= Beginning of Section =

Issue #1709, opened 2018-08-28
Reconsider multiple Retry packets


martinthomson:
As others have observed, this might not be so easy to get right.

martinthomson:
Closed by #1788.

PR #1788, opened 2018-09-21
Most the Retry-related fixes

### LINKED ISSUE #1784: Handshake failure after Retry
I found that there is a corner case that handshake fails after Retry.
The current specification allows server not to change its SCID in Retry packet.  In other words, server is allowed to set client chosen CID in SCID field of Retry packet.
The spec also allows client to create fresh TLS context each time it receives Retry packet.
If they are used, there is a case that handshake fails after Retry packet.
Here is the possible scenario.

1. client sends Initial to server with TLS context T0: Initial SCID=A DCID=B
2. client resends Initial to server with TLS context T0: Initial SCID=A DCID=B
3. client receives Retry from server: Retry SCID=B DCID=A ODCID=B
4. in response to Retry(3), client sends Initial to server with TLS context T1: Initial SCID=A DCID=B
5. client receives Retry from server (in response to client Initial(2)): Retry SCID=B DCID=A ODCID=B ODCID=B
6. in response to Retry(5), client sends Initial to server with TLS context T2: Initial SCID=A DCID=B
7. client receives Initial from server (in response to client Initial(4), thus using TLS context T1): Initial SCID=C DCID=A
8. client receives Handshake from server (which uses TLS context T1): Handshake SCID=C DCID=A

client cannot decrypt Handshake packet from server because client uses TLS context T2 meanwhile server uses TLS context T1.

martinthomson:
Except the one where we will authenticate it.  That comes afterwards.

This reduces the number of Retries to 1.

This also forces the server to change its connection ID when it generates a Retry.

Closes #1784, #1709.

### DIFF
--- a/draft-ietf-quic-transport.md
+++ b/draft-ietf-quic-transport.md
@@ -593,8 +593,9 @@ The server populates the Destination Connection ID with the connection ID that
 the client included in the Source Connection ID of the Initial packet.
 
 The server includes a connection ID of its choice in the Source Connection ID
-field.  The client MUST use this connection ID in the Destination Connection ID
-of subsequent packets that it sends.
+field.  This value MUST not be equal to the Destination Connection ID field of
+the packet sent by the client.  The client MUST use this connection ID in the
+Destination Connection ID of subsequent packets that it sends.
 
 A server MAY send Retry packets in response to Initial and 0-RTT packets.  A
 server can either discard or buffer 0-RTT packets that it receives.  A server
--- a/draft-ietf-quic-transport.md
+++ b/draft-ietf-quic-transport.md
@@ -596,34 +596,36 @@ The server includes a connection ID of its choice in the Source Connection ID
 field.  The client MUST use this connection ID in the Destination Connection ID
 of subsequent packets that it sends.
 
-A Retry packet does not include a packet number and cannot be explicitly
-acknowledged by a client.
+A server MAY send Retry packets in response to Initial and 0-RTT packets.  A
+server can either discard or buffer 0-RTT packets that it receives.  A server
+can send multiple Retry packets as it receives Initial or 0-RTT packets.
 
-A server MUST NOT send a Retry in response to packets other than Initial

= End of Section =

Quote the listing above, but only from the line that shows "-596,34 +596,36 @@" through the line that shows "or 0-RTT packets.".

@@ -596,34 +596,36 @@ The server includes a connection ID of its choice in the Source Connection ID
 field.  The client MUST use this connection ID in the Destination Connection ID
 of subsequent packets that it sends.
 
-A Retry packet does not include a packet number and cannot be explicitly
-acknowledged by a client.
+A server MAY send Retry packets in response to Initial and 0-RTT packets.  A
+server can either discard or buffer 0-RTT packets that it receives.  A server
+can send multiple Retry packets as it receives Initial or 0-RTT packets.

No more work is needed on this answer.